Obviously to complete this routine all you need to do is to give your spectator the magazine and
ask them to open it at that page which corresponds with the number that they finished up with
and which of course you couldn't possibly have known!!

The Mind Reading Magic Trick


This is a mental magic trick which is really very audacious and cheeky but you will be amazed
how much you can fool an audience.

The Magic Effect:


The magician tells the audience that he has the power to transmit thoughts from his powerful
mind without the need to speak and that he will now demonstrate this principle in full view! A
spectator is chosen and asked to leave the room and whilst this person is out of the room, the
magician invites the others in the audience to quietly choose a number between 1 and 10 and this
will be the number that he will transmit to the absent spectator upon their return. The absent
spectator is brought back into the room and asked to place their fingertips on the temples of the
magician who magically transmits the number without speaking a word. The spectator who had
been absent during the choosing of the number now magically reveals the number to the
audience. Apparently this number has been conveyed from the magician's mind by mental energy
alone!

Before you begin: make sure you have a stooge in the audience who will help you with this
magic trick.

How this mental magic trick is done:


When the stooge who has been out of the room, touches the magician's temples, the number is
conveyed to the stooge by the subtle action of the magician clenching his jaw. When a person
clenches their jaw, they automatically cause their temples to pulse. In this manner the magician
is able to clench his jaw the exact number of times to correspond with the number chosen whilst
the stooge was out of the room. All the stooge have to do is count and then reveal the number!

Magical Mental Imagery


This is a really old classic, based on a mathematical quirk. It's a great mental magic trick to try
on a friend or indeed on a member of an audience.

Effect:
The magician apparently predicts the thoughts of the spectator..

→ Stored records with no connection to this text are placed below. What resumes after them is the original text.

PR #301, opened 2023-07-24
feat: Youtube video player

aymanenadi:
https://github.com/lifeomic/react-native-sdk/assets/19395435/2af02cfa-c233-4392-83d6-df15048162cf

### DIFF
--- a/src/screens/YoutubePlayerScreen.tsx
+++ b/src/screens/YoutubePlayerScreen.tsx
@@ -1,0 +1,75 @@
+import React from 'react';
+import { NativeStackScreenProps } from '@react-navigation/native-stack';
+import { View, SafeAreaView, StyleSheet } from 'react-native';
+import { WebView, WebViewNavigation } from 'react-native-webview';
+import { HomeStackParamList } from '../navigators';
+
+export const videoUrl = (youtubeVideoId: string) => {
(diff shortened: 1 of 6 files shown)


src/screens/YoutubePlayerScreen.tsx
```diff
@@ -0,0 +1,75 @@
...
+}
+
+export const onShouldStartLoadWithRequest = (
+  videoPlayer: React.RefObject<WebView<{}>>,
+  event: WebViewNavigation,
+) => {
+  if (event.url.indexOf('embed') !== -1 || event.url === 'about:blank') {
+    return true;
+  } else {
+    videoPlayer.current && videoPlayer.current.stopLoading();
```
sternetj, line 23: What does this do for us?

sternetj (approved):

src/screens/YoutubePlayerScreen.tsx
aymanenadi: We used this logic in `life-extend`. I think it's because of this:

> If you want to avoid the the players from being redirected to different URLs from the iframe you can used two methods — onShouldStartLoadWithRequest for iOS and onNavigationStateChange for Android.

Source: https://surajmdurgad.medium.com/embedding-youtube-videos-in-a-react-native-app-8c556a18fd76

PR #303, opened 2023-07-24
Bug-fixes around AdvancedTrackerEditor nav save button

markdlv:


src/components/HeaderSaveButton.tsx
```diff
@@ -0,0 +1,15 @@
...
+import { HeaderButtons, Item } from 'react-navigation-header-buttons';
+import { HeaderButtonComponent } from './HeaderButtonComponent';
+
+interface Props {
+  onPress: () => void;
+}
+
+export const HeaderSaveButton = ({ onPress }: Props) => {
+  return (
+    <HeaderButtons HeaderButtonComponent={HeaderButtonComponent}>
```
sternetj, line 11: Should this use [Appbar.Action](https://callstack.github.io/react-native-paper/docs/components/Appbar/AppbarAction) instead?

sternetj (approved):

src/components/HeaderSaveButton.tsx
markdlv: I thought the same thing, but it seems like `Appbar.Action` only allows icons (and not text like "Save").  I don't love the idea of using our chromicons save icon, or really any icon - I personally prefer the "Save" text here and anywhere else we need it.

sternetj: Ahh nice that makes sense.

sternetj (approved):

PR #29166, opened 2024-03-05
internal/jsre: format blob fields from hexdecimal to int 

jsvisa:
In the geth's console, the output of `blob` related fields not formated:

image


karalabe (approved):
LGTM

rjl493456442 (approved):

PR #29168, opened 2024-03-05
eth/tracers: prestate tracer add blob fee

jsvisa:
Currently, the prestateTracer does not include the blob gas used for the sender's address. We should make sure to add it back and consider it in the calculations.


s1na (approved):
Good catch. LGTM!

rjl493456442 (approved):

PR #29169, opened 2024-03-05
consensus, eth: remove support for non-merge mode of operation

karalabe:
This is the first of multiple PRs meant to drop support for running old non-merged networks. These legacy modes of operation have a significant complexity everywhere, making things harder to maintain for no meaningful reason any more.

This particular PR sets a requirement that any network ran via Geth needs to be configured to have already passed the merge point (terminalTotalDifficultyPassed), and drops all codepaths from the eth object(s) related to transition handling, block announcements, block fetchers, forward sync triggers.

Followup PRs are more involved, so wanted to separate out a big chunk of deletes explicitly.


holiman (commented):
Looking good! Question: can we also delete the handling of future blocks (`futureBlocks` in blockchain.go)? 
Seems to me that either we accept or reject it, but "import later" is not part of the CL spec is it?

karalabe:
```
	if block.Difficulty().Cmp(common.Big0) == 0 {
		// Never add PoS blocks into the future queue
		return nil
	}
```

yup

karalabe:
@holiman Added, PTAL

holiman (approved):
LGTM

PR #29180, opened 2024-03-06
beacon/blsync: support for deneb fork

fjl:
This adds support for the Deneb beacon chain fork, and fork handling in general, to the beacon chain light client implementation.


holiman (approved):
LGTM (assuming it mostly doesn't really affect "live production" code)

PR #29185, opened 2024-03-07
core,eth: use log.SetDefault instead of the legacy log.Root

tmelhao:


holiman:
This just changes commented code. Not a meaningful change, it's trivial to fix up if/when one of us needs it. Thanks but no thanks

PR #29188, opened 2024-03-07
ignore the RAM usage

0xdoomxy:
`_Error=new (methodNotFoundError) ` This method creates an unnecessary pointer to increase memory usage


karalabe:
Such optimisation would be questionable even in very hot loops. This one is done literally once per the lifetime of the process.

How this mental magic trick is done:


1. Ask the spectator to choose a number between 2 and 9.
2. Tell them to take the number that they've chosen and multiply it by 9.
3. This should give them a two digit number. Told them to add the two digits of the number
together. For example, if their number is 14, take the one and four and add them to make five.
4. Tell them to subtract five from the resulting number.
5. Ask them to take the number they now have and make it correspond to a letter in a alphabet.
ie. A =1, B=2, C=3, etc.
6. Ask your spectator to take their letter, and think of a country that begins with that letter. For
example, "B" might make them think of Brazil, "D" could be Denmark or "F" could be France.
7. Tell them to take the second letter in the name of that country and associate it with an animal.
For example, "P" may go with Penguin and "Z" may associate with Zebra.
8. Ask the spectator if they now have a country and animal and that they have to hold those
thoughts in their mind whilst you with the magician concentrate.
9. Ask the spectator in a really puzzled voice: "Are there really elephants in Denmark?"